┏━━

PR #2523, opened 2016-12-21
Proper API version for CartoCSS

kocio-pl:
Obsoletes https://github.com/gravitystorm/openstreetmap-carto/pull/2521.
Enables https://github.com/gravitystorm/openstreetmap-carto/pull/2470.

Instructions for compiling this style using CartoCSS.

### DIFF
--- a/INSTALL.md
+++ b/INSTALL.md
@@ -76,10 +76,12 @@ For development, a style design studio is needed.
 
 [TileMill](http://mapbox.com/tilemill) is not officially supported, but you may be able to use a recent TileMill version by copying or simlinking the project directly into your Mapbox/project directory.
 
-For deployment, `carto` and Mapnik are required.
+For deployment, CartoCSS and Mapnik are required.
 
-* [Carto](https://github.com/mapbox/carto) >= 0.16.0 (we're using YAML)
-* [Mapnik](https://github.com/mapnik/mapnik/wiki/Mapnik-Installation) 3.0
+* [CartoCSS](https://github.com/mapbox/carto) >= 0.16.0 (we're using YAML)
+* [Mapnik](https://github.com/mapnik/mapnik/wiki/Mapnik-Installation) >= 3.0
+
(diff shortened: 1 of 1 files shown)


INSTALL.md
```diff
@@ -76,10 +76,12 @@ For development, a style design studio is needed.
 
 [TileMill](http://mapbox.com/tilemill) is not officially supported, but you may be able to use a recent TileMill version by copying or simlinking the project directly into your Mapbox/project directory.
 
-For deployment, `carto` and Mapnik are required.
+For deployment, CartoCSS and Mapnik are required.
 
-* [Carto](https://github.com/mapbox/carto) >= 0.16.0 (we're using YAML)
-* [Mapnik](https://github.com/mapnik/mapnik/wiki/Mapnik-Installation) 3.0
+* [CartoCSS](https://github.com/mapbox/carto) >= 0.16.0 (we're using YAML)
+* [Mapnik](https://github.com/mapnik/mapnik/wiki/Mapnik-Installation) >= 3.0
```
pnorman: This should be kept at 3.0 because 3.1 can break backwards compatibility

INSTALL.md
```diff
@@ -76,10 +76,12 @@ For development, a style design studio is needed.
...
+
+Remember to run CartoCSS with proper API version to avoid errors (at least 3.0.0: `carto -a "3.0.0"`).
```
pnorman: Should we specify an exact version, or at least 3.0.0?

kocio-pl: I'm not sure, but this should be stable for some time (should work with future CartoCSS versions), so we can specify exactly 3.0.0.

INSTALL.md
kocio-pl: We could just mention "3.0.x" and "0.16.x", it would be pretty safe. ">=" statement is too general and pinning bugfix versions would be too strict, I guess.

┗━━
┏━━

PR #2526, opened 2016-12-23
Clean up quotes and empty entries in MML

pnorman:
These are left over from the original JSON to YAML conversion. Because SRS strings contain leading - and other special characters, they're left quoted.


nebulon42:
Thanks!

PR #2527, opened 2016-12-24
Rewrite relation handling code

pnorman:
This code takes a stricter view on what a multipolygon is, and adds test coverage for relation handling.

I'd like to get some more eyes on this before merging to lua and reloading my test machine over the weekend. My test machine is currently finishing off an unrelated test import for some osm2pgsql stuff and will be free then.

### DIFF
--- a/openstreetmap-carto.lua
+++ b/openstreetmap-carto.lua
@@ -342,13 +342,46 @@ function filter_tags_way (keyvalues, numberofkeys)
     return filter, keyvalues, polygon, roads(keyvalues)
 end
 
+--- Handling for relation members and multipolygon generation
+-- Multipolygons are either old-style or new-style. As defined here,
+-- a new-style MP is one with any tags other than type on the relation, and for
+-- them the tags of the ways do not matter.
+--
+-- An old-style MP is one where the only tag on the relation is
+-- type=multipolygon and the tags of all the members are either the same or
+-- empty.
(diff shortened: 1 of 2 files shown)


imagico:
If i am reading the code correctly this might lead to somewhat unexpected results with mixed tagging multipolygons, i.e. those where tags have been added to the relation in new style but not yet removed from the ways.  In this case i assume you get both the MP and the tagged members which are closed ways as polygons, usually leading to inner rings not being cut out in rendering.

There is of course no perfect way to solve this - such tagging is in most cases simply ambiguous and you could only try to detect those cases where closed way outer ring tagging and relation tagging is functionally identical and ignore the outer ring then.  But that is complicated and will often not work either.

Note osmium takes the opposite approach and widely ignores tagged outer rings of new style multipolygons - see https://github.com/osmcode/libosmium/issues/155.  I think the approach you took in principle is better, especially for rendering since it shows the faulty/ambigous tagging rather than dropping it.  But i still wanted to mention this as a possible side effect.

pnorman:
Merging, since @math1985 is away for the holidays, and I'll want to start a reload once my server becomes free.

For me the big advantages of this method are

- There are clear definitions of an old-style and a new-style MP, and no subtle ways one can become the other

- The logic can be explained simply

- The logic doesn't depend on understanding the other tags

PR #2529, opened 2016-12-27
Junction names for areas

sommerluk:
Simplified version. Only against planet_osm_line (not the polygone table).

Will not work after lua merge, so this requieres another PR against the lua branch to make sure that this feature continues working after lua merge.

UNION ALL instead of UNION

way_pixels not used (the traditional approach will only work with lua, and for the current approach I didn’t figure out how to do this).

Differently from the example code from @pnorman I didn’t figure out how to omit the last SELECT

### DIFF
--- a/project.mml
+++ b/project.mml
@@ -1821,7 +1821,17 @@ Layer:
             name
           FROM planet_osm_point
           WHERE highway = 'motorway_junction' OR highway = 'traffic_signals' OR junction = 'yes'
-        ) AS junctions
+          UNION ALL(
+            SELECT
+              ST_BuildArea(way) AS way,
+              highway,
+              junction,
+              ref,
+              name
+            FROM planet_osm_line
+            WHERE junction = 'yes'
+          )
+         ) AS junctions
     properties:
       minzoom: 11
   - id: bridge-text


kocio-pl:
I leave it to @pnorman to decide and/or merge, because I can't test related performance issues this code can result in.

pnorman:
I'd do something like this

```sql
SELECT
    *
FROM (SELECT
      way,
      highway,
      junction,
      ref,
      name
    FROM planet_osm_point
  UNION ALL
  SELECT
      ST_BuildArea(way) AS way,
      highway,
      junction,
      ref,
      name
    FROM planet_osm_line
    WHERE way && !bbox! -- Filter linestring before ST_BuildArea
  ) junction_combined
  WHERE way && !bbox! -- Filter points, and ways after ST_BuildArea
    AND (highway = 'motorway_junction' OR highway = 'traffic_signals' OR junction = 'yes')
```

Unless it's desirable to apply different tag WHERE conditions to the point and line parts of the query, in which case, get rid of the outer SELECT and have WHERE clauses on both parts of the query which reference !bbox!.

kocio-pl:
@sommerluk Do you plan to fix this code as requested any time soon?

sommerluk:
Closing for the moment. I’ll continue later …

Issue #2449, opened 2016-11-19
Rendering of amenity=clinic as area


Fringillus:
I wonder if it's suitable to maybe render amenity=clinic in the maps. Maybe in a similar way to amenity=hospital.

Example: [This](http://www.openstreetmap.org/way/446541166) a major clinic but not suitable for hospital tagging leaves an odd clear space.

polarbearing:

┗━━
┏━━

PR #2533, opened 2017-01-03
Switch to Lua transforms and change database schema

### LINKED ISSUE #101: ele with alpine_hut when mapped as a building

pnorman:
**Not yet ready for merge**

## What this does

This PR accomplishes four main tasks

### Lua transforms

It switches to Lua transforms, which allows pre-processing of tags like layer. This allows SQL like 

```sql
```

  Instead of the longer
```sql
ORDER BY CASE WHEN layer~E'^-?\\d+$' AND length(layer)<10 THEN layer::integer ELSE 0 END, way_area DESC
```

┗━━

Instructions for the task:
Reply with only the number of lines in the material above where the string "project" appears.

Exercise result:
4